■ LISTED RECORDS ■
▼
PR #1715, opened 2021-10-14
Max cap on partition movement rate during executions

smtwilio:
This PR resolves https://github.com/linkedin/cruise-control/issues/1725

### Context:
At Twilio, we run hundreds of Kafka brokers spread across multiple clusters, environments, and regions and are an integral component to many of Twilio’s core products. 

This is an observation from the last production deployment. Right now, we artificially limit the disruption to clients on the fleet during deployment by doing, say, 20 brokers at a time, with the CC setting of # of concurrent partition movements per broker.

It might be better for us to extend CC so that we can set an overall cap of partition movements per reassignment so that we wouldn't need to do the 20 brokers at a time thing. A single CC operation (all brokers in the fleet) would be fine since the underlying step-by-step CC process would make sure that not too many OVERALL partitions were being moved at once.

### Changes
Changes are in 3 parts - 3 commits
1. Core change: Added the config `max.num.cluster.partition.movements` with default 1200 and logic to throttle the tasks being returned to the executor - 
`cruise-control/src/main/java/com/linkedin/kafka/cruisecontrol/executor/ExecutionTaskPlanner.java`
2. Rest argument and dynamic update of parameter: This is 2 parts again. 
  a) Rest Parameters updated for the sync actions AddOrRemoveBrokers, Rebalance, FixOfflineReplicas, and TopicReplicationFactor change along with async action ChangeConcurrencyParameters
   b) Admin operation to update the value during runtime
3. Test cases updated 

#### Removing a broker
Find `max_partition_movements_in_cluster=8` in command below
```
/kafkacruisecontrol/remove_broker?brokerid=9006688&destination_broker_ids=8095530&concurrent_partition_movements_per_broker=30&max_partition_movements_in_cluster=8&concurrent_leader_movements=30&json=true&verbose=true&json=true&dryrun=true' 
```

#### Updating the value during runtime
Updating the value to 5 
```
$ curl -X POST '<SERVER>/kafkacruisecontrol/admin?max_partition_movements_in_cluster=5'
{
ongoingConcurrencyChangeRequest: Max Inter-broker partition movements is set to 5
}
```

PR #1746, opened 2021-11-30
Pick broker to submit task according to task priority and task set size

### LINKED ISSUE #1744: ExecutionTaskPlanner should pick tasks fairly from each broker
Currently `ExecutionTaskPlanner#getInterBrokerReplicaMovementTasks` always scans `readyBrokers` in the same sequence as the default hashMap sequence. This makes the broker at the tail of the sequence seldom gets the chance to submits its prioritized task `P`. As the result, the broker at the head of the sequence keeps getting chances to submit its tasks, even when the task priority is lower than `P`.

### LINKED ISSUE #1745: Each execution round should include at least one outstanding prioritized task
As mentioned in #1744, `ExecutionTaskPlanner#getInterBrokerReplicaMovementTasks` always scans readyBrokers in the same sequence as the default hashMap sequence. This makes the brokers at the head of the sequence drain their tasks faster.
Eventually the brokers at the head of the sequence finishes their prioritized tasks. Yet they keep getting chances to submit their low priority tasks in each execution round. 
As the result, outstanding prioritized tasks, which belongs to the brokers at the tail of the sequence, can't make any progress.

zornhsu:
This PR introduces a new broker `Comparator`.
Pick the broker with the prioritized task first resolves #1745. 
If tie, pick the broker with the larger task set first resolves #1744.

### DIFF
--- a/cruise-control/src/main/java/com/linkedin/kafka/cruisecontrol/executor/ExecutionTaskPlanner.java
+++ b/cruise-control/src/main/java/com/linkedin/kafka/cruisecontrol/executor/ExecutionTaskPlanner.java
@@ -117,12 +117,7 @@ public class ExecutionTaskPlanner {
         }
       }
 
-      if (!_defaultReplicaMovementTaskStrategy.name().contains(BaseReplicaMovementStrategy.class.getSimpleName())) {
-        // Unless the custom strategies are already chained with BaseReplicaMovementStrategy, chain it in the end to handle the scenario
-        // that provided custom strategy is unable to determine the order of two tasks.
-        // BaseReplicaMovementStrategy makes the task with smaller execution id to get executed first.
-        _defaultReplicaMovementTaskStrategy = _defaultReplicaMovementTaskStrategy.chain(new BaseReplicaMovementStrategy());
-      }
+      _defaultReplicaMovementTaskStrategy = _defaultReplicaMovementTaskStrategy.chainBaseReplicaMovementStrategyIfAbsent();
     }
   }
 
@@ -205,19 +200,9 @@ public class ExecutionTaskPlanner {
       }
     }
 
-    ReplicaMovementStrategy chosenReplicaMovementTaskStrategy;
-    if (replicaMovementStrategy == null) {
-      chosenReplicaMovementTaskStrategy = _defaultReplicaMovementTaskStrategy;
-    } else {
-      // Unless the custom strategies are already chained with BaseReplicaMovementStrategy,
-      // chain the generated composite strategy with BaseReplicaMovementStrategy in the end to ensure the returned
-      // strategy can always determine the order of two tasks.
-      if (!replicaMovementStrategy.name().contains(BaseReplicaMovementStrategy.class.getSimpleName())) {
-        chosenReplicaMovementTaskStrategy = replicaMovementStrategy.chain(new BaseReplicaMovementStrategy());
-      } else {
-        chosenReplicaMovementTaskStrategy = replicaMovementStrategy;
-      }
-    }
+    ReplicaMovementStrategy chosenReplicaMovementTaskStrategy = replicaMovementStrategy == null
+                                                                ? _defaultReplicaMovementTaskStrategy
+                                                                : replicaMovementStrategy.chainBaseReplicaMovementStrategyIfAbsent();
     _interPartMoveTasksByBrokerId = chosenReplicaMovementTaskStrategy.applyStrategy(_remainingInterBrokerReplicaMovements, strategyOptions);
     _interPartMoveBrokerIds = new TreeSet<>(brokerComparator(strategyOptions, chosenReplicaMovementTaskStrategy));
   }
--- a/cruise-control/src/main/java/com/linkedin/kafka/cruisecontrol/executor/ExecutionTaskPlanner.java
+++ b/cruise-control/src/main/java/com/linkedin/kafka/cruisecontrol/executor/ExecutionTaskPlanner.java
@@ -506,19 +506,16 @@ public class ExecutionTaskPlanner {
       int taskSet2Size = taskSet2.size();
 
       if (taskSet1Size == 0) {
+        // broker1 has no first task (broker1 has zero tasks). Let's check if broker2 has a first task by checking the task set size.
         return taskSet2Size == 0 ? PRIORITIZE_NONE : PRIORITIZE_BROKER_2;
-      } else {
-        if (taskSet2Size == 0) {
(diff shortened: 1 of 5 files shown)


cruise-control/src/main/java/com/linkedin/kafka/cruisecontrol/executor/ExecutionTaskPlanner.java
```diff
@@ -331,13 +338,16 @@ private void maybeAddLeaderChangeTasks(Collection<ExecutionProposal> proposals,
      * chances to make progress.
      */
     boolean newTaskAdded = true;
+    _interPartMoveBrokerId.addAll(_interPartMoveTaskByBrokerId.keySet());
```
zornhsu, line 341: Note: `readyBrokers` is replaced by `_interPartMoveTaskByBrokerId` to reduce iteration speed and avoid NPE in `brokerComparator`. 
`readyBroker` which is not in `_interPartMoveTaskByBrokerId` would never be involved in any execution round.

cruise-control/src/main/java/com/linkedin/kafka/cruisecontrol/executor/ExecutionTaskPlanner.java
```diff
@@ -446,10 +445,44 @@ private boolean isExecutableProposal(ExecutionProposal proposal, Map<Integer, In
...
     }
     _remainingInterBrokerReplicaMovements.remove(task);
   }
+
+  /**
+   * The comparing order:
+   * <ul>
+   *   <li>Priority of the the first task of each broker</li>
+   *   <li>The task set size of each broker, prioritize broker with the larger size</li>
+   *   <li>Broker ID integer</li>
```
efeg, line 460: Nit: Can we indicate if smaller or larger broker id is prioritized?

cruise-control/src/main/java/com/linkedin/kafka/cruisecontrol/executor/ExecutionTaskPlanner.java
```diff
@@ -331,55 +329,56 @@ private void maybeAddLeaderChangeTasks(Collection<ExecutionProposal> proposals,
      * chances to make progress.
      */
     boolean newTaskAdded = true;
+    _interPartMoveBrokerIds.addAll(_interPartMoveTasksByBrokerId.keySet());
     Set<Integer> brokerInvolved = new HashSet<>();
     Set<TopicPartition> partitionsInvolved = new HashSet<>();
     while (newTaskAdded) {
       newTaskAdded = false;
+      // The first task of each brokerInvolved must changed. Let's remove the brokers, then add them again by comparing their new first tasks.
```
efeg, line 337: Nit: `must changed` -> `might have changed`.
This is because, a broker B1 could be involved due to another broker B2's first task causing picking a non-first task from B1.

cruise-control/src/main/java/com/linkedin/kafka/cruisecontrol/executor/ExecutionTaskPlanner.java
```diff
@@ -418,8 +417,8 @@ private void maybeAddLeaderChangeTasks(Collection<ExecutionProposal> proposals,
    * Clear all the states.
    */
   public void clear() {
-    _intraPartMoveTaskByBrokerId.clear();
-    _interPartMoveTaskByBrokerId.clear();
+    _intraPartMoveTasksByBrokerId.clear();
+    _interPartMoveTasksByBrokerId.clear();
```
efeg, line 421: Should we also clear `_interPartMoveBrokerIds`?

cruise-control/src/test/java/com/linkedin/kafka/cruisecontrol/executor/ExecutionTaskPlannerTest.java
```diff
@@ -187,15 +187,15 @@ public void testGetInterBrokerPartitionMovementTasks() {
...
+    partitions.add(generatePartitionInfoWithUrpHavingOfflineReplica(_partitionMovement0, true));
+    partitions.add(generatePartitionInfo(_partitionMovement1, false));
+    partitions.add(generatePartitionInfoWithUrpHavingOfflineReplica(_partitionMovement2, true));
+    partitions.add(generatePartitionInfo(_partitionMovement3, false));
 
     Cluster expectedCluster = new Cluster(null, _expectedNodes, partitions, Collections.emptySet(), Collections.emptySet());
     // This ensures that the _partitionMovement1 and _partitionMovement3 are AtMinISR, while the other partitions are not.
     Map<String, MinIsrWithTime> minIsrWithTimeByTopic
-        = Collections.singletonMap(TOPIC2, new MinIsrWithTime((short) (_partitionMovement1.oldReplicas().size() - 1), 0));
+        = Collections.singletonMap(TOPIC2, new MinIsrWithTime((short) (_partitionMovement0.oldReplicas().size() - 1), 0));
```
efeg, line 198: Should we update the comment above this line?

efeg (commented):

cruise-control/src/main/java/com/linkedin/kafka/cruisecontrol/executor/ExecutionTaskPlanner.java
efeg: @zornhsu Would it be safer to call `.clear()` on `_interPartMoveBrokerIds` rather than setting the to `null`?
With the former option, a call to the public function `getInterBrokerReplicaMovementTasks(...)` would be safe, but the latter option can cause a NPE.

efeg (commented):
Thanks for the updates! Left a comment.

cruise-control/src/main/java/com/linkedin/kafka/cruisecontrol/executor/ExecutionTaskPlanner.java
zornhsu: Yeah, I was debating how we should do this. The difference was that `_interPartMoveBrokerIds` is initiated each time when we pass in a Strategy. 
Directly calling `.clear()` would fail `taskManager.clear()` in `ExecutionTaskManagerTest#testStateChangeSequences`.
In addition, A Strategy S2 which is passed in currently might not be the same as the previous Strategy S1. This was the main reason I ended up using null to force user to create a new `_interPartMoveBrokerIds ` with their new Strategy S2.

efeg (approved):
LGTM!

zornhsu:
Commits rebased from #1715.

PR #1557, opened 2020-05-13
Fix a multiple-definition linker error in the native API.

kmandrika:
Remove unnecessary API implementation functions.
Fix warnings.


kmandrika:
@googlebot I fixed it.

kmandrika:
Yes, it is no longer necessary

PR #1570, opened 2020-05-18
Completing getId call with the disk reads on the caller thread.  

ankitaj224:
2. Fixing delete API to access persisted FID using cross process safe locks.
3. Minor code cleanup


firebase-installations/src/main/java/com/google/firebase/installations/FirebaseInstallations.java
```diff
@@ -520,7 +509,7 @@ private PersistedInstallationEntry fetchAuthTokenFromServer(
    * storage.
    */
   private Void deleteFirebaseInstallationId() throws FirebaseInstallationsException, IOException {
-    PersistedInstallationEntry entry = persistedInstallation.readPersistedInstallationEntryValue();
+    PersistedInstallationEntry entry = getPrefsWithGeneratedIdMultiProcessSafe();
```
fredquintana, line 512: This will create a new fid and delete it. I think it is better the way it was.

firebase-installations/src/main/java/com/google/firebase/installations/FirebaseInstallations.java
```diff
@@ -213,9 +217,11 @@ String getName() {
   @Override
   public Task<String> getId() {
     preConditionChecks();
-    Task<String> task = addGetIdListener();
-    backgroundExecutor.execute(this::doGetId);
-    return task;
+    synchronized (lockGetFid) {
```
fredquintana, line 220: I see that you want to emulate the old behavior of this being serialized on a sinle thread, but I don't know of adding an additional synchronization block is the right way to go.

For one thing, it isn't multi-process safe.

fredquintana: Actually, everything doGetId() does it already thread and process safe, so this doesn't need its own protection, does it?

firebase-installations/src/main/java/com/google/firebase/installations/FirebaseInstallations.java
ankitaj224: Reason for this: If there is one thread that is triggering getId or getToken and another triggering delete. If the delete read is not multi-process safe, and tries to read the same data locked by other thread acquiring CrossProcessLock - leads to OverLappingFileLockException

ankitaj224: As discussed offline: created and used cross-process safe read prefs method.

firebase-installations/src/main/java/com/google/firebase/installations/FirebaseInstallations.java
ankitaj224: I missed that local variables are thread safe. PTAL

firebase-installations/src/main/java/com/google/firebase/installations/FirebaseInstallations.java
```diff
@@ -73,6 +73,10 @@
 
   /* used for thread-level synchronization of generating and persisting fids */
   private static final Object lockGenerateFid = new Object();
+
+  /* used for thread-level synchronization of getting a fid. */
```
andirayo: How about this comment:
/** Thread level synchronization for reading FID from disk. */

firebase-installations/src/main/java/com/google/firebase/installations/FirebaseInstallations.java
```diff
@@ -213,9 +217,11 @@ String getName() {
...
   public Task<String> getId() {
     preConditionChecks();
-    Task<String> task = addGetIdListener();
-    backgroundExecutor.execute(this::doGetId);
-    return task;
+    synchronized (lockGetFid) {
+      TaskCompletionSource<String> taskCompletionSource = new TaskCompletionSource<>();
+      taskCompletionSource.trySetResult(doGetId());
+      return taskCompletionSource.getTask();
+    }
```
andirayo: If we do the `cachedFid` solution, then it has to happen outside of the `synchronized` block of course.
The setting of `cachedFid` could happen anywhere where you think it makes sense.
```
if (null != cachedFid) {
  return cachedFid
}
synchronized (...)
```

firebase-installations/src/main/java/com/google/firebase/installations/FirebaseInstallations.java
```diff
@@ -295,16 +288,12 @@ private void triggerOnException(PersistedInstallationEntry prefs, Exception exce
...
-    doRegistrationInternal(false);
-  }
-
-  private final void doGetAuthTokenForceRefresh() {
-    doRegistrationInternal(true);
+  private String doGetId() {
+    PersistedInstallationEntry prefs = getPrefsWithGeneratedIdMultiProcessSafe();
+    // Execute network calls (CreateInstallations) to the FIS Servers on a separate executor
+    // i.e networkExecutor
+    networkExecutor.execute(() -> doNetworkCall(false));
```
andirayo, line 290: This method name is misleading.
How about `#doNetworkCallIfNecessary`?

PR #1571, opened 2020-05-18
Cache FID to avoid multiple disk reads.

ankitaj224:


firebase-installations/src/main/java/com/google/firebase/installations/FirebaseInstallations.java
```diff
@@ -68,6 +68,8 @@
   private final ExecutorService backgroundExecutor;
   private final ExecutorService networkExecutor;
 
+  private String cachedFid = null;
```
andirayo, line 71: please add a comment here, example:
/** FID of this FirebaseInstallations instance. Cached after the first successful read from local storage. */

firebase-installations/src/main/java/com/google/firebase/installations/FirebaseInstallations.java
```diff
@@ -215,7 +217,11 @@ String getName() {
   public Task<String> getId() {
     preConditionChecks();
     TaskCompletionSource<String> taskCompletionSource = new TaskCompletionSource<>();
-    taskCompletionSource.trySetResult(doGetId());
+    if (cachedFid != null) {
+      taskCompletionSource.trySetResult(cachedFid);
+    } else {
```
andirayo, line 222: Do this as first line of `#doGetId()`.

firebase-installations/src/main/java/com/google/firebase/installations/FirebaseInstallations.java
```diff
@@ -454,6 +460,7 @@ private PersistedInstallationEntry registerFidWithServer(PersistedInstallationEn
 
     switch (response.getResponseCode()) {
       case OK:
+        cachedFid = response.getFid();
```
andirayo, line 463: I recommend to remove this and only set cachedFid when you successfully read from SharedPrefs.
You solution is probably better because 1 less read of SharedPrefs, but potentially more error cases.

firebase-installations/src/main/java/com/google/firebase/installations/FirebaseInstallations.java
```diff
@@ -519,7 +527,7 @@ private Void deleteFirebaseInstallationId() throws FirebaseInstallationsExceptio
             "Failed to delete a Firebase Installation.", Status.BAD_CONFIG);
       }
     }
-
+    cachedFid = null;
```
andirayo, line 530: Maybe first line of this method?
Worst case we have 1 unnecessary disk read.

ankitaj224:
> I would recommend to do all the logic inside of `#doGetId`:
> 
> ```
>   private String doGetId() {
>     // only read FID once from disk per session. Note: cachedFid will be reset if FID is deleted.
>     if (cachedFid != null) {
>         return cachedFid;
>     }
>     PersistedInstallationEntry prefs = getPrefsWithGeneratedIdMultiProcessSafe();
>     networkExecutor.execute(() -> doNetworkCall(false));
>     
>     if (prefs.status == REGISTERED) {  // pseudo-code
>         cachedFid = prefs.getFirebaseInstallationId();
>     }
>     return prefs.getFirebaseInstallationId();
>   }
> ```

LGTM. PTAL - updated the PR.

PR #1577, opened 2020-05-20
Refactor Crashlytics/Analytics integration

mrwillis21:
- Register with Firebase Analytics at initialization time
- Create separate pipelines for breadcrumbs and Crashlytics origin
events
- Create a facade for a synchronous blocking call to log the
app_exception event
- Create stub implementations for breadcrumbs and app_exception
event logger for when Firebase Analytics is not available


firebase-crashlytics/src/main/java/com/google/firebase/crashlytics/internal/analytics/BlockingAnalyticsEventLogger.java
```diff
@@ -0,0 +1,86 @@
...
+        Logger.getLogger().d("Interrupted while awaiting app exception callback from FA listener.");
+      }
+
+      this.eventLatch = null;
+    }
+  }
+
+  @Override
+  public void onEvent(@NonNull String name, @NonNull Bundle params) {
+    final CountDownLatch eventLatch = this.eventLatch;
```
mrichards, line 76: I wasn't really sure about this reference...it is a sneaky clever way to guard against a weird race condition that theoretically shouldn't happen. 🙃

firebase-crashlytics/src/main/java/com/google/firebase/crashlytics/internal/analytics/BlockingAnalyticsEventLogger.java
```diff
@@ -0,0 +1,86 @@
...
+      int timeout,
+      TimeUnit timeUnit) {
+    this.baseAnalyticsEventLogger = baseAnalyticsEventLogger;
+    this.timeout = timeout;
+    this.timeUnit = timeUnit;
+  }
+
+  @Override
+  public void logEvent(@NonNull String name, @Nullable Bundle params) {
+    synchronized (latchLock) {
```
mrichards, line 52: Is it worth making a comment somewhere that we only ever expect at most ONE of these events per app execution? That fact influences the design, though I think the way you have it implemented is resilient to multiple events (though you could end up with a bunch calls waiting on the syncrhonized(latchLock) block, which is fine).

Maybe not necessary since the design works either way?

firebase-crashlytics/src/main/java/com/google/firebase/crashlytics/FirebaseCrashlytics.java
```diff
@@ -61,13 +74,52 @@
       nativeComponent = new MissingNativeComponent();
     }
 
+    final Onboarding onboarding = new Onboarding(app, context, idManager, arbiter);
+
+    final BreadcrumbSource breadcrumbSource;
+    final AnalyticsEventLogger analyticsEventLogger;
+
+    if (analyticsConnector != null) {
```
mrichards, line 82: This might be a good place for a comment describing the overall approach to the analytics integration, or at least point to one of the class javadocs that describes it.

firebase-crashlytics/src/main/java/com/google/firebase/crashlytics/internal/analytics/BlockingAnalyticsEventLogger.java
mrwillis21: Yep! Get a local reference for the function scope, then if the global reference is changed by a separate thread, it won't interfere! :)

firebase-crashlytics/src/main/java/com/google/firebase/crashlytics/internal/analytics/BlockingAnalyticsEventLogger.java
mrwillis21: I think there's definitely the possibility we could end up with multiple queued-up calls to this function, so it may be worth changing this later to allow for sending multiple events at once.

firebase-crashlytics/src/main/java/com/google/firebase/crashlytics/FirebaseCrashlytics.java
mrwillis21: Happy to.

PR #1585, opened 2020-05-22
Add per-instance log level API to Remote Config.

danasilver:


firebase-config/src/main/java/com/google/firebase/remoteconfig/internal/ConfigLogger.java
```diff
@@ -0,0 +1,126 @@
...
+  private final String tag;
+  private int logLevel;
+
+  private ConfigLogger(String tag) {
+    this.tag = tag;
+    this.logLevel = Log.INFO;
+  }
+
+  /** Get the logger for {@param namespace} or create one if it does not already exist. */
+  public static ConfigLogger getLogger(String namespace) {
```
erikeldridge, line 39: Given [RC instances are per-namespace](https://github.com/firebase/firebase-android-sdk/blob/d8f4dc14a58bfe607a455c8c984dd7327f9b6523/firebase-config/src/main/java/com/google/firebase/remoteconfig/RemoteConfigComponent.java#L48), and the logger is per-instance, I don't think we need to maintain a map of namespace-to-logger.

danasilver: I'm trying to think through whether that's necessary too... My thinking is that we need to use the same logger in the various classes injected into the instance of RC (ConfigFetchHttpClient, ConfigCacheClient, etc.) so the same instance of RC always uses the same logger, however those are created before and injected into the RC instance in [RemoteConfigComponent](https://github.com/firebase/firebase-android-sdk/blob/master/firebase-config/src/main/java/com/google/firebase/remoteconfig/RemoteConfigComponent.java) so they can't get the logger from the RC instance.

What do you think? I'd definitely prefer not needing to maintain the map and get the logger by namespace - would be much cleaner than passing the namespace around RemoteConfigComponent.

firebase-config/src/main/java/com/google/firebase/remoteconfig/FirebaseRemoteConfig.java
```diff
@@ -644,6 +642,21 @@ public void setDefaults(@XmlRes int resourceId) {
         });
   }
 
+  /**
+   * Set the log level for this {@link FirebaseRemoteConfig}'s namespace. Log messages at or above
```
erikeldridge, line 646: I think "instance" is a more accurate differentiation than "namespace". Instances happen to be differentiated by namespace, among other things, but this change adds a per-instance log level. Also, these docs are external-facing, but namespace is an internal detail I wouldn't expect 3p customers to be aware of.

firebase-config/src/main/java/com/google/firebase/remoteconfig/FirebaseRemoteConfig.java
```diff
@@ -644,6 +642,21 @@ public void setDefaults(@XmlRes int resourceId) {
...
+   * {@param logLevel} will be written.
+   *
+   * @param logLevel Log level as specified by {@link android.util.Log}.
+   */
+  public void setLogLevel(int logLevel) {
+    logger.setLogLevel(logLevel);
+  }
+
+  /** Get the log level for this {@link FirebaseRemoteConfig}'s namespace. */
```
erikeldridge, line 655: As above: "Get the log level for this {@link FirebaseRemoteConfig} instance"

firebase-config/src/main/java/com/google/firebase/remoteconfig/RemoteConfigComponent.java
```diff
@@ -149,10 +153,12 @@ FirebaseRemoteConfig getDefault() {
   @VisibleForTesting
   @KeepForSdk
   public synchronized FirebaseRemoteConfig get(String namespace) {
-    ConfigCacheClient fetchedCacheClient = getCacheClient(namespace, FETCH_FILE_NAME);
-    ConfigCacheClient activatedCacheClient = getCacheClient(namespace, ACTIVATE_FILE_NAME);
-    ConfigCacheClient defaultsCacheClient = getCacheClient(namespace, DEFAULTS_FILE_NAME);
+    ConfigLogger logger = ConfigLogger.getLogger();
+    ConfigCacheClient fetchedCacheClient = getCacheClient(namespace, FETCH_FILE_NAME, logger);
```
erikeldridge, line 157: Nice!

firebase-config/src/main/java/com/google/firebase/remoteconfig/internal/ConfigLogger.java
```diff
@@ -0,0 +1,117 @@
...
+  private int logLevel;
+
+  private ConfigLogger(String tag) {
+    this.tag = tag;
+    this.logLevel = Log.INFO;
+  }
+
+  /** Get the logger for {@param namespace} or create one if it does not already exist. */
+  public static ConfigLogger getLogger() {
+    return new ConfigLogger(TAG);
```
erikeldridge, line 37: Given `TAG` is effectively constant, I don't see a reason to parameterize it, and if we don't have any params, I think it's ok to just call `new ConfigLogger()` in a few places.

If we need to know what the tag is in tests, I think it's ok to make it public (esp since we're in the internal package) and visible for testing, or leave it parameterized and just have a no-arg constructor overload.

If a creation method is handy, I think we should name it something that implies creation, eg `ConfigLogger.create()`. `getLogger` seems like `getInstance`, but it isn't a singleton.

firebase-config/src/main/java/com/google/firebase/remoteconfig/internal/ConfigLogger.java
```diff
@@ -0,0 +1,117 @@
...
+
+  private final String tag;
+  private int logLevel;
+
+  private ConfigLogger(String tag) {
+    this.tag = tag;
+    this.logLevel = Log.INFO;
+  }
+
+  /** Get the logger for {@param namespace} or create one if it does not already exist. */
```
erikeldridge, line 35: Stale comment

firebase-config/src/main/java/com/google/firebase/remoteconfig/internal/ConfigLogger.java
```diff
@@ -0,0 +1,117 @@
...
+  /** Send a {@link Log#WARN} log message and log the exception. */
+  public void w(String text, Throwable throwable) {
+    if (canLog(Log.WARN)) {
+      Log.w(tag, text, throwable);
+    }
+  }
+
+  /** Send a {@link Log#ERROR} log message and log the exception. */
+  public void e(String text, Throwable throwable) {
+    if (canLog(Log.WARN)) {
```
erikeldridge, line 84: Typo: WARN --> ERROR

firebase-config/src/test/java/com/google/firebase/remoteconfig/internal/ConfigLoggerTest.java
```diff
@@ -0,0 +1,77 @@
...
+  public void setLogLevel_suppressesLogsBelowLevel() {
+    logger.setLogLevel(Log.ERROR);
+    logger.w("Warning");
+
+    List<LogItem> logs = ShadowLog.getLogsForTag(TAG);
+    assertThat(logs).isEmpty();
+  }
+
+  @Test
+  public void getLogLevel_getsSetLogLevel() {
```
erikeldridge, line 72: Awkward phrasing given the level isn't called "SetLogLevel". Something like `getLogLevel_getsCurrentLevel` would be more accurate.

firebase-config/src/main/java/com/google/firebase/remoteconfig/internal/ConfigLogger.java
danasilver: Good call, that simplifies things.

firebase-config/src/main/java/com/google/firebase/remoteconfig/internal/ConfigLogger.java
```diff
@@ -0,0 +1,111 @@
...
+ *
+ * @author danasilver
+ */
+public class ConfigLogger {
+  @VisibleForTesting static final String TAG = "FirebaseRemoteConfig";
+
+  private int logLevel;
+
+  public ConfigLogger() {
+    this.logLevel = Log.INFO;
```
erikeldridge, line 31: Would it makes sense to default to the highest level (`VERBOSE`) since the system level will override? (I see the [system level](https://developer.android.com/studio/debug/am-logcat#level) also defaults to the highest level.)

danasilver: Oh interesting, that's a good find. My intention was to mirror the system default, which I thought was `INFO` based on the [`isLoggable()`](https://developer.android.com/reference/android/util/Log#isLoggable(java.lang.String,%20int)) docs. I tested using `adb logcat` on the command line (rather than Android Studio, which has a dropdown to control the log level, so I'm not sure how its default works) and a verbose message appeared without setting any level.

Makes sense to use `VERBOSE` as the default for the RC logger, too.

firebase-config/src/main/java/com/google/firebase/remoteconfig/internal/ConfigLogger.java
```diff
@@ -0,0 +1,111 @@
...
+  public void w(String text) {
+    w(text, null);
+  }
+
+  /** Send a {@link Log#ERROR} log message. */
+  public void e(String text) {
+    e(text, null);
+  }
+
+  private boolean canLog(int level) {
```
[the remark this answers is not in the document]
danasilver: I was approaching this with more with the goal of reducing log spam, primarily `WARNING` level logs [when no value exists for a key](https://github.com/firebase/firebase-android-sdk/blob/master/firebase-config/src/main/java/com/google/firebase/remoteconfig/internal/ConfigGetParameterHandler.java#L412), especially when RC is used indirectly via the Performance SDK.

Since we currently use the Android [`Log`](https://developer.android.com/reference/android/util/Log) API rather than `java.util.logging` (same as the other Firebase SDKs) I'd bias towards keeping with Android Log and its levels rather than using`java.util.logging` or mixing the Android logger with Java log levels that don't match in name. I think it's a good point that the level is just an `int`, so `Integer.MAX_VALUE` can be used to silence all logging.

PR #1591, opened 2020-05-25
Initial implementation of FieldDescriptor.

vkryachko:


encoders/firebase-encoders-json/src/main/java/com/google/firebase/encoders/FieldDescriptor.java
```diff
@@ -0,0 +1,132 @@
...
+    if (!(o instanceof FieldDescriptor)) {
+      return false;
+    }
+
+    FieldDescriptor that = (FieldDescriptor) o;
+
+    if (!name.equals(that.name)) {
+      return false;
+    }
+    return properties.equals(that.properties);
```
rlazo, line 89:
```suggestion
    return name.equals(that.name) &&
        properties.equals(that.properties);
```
▲
Count up the lines of the data that include "timeUnit". Reply with a number only.

2